A satoshi is one hundred millionth of a bitcoin. Each bitcoin can be divided into fractions up to 8 digits long. That means 1 bitcoin can be divided into a maximum of 100,000,000 subunits. Each 0.00000001 of a bitcoin is called a satoshi. This is the smallest possible fraction of a bitcoin.


SegWit is a soft fork that changed the rules of the transaction format used in the Bitcoin blockchain and increased the block size limit. SegWit solved the problem by stripping off the signature from the public address of the sender in a transaction and moving it to a structure towards the end of the transaction.


A short position refers to when a party has borrowed against an asset with the expectation that the asset’s price will fall, allowing them to profit from the difference.

Smart Contract

A smart contract can be used to set out the parameters of a legally-binding agreement in a transparent way that minimizes conflict. Smart contracts are stored and replicated on the blockchain and enforced by the network of computers that run the blockchain.

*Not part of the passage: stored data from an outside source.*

Issue #1349, opened 2021-12-16
Properly nail log4j security leak


splatch:
Current fix for log4j CVE provided via #1346 is not complete and definitive since there is still an area which allows to exploit vulnerability.

jcz1:
FYI, Severity of CVE-2021-45046 is now Critical even with log4j 2.15 and LOG4J_FORMAT_MSG_NO_LOOKUPS

https://logging.apache.org/log4j/2.x/security.html

kaikreuzer:
Where does it say critical? I only see "moderate severity" and only for use cases that do not apply to us.
On https://nvd.nist.gov/vuln/detail/CVE-2021-45046, it even says low with a base score of 3.7.

jcz1:
F5 maybe? :-)

"Severity is now Critical

CVE-2021-45046 | Remote Code Execution
Severity | Critical
Base CVSS Score | 9.0 (AV:N/AC:H/PR:N/UI:N/S:C/C:H/I:H/A:H)
Versions Affected | All versions from 2.0-beta9 to 2.15.0, excluding 2.12.2"

"The original severity of this CVE was rated as Moderate; since this CVE was published security experts found additional exploits against the Log4j 2.15.0 release, that could lead to information leaks, RCE (remote code execution) and LCE (local code execution) attacks.

Base CVSS Score changed from 3.7 (AV:N/AC:H/PR:N/UI:N/S:U/C:N/I:N/A:L) to 9.0 (AV:N/AC:H/PR:N/UI:N/S:C/C:H/I:H/A:H).

The title of this CVE was changed from mentioning Denial of Service attacks to mentioning Remote Code Execution attacks."

"Other insufficient mitigation measures are: setting system property log4j2.formatMsgNoLookups or environment variable LOG4J_FORMAT_MSG_NO_LOOKUPS to true for releases >= 2.10, or modifying the logging configuration to disable message lookups with %m{nolookups}, %msg{nolookups} or %message{nolookups} for releases >= 2.7 and <= 2.14.1."

kaikreuzer:
Ok, thanks. F5 does not help - seems I am on a CDN that still serves the previous version...

splatch:
Solved through #1354 and #1355,

PR #1344, opened 2021-12-11
Upgrade to Karaf 4.3.4

wborn:
* Syncs distro customizations with Karaf 4.3.4
* Resolves app runbundles for the new dependencies

For release notes, see:

https://issues.apache.org/jira/secure/ReleaseNote.jspa?projectId=12311140&version=12350547

Karaf 4.3.4 uses Pax Logging 2.0.12 which fixes CVE-2021-44228 and CVE-2021-45046.

See also these advisories:

* Log4j: [GHSA-jfh8-c2jp-5v3q](https://github.com/advisories/GHSA-jfh8-c2jp-5v3q), [GHSA-7rjr-3q55-vv33](https://github.com/advisories/GHSA-7rjr-3q55-vv33)
* Pax Logging: [GHSA-xxfh-x98p-j8fr](https://github.com/advisories/GHSA-xxfh-x98p-j8fr)

Fixes #1334

---

Depends on:

* https://github.com/openhab/openhab-core/pull/2603
* https://github.com/openhab/openhab-addons/pull/11750
* https://github.com/openhab/openhab-webui/pull/1228

PR #1350, opened 2021-12-16
Override pax logging version to address #1349.

splatch:
Signed-off-by: Łukasz Dywicki <luke@code-house.org>


splatch:
Note - pax 2.0.10 is still listed in contents of archive, can be trimmed by ant or assembly mask. Runtime picks up 2.0.11 which is CVE clear. Feel free to backport it to 3.0.x and 3.1 versions. ;-)

distributions/openhab/processing.xml
```diff
@@ -0,0 +1,10 @@
+<?xml version="1.0" encoding="UTF-8"?>
+<featuresProcessing xmlns="http://karaf.apache.org/xmlns/features-processing/v1.0.0">
+
+    <bundleReplacements>
+        <bundle originalUri="mvn:org.ops4j.pax.logging/pax-logging-api/[0,2.0.11)" replacement="mvn:org.ops4j.pax.logging/pax-logging-api/2.0.11" mode="maven" />
```
J-N-K, line 5: Why not use 2.0.12?

splatch: I could swear 2.0.11 was fine two days ago ;-), lets go with 2.0.12 then!

kaikreuzer:
Thanks for this fix, @splatch!
I'll keep this as a fallback, if we run into any issues with https://github.com/openhab/openhab-distro/pull/1344.
But as Karaf 4.3.4 fixes some other issues as well, the plan would still be to release openHAB 3.2 directly with Karaf 4.3.4, so this additional fix won't be necessary.
Wrt backporting: Afaics, the criticality for openHAB isn't that high as log4j 2.15 already fixed the main/critical issue.
Assuming that most people on 3.x will anyhow update to 3.2, the effort to do yet another round of patch releases might not be worth it.

jcz1:
FYI 2.0.11 is vulnerable to CVE-2021-45046 (score changed to 9.0 / critical).

https://github.com/ops4j/org.ops4j.pax.logging/issues/420

wborn:
Thanks for the PR @splatch! I've made a few improvements in https://github.com/splatch/openhab-distro/pull/6, just in case the Karaf committee tries to spoil our release party. :partying_face:

splatch:
Looks good, to be fair I didn't know the `exclude` stuff you used.
I don't think there are any show stoppers for Karaf 4.3.4 to get released, unless another surprise gets out of its dependencies ;-)

splatch:
Solved through #1354

Issue #1087, opened 2020-03-12
Update issue from 2.4.0 to 2.5.2 - Could not backup existing distribution


Vonken:
![image](https://user-images.githubusercontent.com/5111849/76511124-f775a680-6452-11ea-92bc-1c1fc7c598dd.png)

wborn:
That path seems to exceed the max path length of Windows that is 260 chars according to these [docs](https://docs.microsoft.com/en-us/windows/win32/fileio/naming-a-file#maximum-path-length-limitation).

There are 264 chars in:

`C:\Users\Familjen i Lerkil\AppData\Local\Temp\openhab\backup-2.4.0\runtime\system\org\eclipse\smarthome\automation\org.eclipse.smarthome.automation.module.script.defaultscope\0.10.0.oh240\org.eclipse.smarthome.automation.module.script.defaultscope-0.10.0.oh240.jar`

Perhaps [enabling longer paths](https://mspoweruser.com/ntfs-260-character-windows-10/) can be used as a workaround?

Vonken:
Thanks for the answer! Did a fresh install and copied all files and settings but this will propebly help me in the next upgrade or someone.

J-N-K:
This also happens if bundles installed from the marketplace (especially kar-files) are used. The reason is that they easily exceed 255 characters as they are unpacked to `<userdata>/tmp/kar/<filename>`.  Since tmp, cache and backup are removed after copying anyway, this is a bit annoying.

PR #1353, opened 2021-12-18
mitigate long filename issues on Windows backup-script

J-N-K:
Related to #1087 

This does not solve the full issue (which is inherent to Windows insisting on the max path length of 260 characters even if NTFS is capable of 65k characters) but it at least mitigates the issue for backups if the long filenames are in `tmp`, `cache` or `backup` (which I believe is the most common situation).


wborn (approved):
Thanks!

PR #1360, opened 2022-01-08
Remove unused configurator remnants

wborn:
So we don't have to update the year in the license file header every time.
These seem to be some leftovers from trying to get the IDE based launch config working in #905.


kaikreuzer (approved):
Good idea, thanks!

PR #1361, opened 2022-01-10
[tapocontrol] Change naming of things

wildcs:
changed naming of things because manufacturer changed namin in new hw-rev.
now all things have the same naming-style

### DIFF
--- a/distributions/openhab/src/main/resources/bin/update.lst
+++ b/distributions/openhab/src/main/resources/bin/update.lst
@@ -60,7 +60,7 @@ ALERT;Sager Weathercaster Binding: The type of the channels 'pressure', 'tempera
 ALERT;Sony Projector Binding: The type of the channel 'power' was updated. You may need to remove and create again your things in case your things were previously created using UI and you want to use this channel.
 
 [3.3.0]
-ALERT;TapoControl: L510_Series and L530_Series Things were renamed to L510 and L530 because of manufacturer changed naming with new HW-rev. You may need to remove and create again this things.
+ALERT;TapoControl: L510_Series and L530_Series Things were renamed to L510 and L530 because of manufacturer changed naming with new HW-rev. You may need to remove and create again these things.
 
 [[PRE]]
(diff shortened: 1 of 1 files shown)


distributions/openhab/src/main/resources/bin/update.lst
```diff
@@ -59,6 +59,9 @@ ALERT;RFXCOM Binding: Lighting4 default command ids are deprecated and will be r
 ALERT;Sager Weathercaster Binding: The type of the channels 'pressure', 'temperature' and 'wind-angle' was updated. You may need to remove and create again your things in case your things were previously created using UI and you want to use one of these channels.
 ALERT;Sony Projector Binding: The type of the channel 'power' was updated. You may need to remove and create again your things in case your things were previously created using UI and you want to use this channel.
 
+[3.3.0]
+ALERT;TapoControl: L510_Series and L530_Series Things were renamed to L510 and L530 because of manufacturer changed naming with new HW-rev. You may need to remove and create again this things.
```
kaikreuzer, line 63:
```suggestion
ALERT;TapoControl: L510_Series and L530_Series Things were renamed to L510 and L530 because of manufacturer changed naming with new HW-rev. You may need to remove and create again these things.
```

kaikreuzer (changes requested):
Do you have a reference to the PR that brought this breaking change?
Was it really necessary to introduce this breaking change? I would have thought that it shouldn't harm, if we have a "_Series" suffix still in place.

distributions/openhab/src/main/resources/bin/update.lst
wildcs: Hi,
pull request [#11967](https://github.com/openhab/openhab-addons/pull/11967) is already merged.
I think it's the better cleaner way to this new binding. So we do not have a lot of things when adding them manually. This will be confusing if there will be more than one thing for the same type of device.

kaikreuzer (approved):
Alright, thank you!

PR #1366, opened 2022-02-06
only install .jar/.kar from addons folder

J-N-K:
Fixes https://github.com/openhab/openhab-core/issues/380


wborn (approved):
Thanks for the fix!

TA is an acronym for Technical Analysis. TA considers the the history of a coin with regards to price charts and trading volume, without focusing on value projections. TA is useful for traders to asses the crypto market.


Token is a word often used interchangeably with cryptocurrencies, or single units of a particular cryptocurrency, but tend to represent a digital asset, utility, or equity that runs on top of another blockchain.

Trading Pair

A trading pair entails a trade between two different kinds of currency.

Trading Volume

Trading volume refers to the total value of assets and/or securities that are traded in a given period.


Volatility in finance is the level of variation in asset prices measured over time.


A digital wallet stores bitcoin and other cryptocurrencies. A digital wallet is exclusively controlled by its owner.


A whale is a cryptocurrency trader with significant financial resources. Whales are major players in the market, and can even affect the exchange rate of a cryptocurrency by buying or selling a large amount of coins.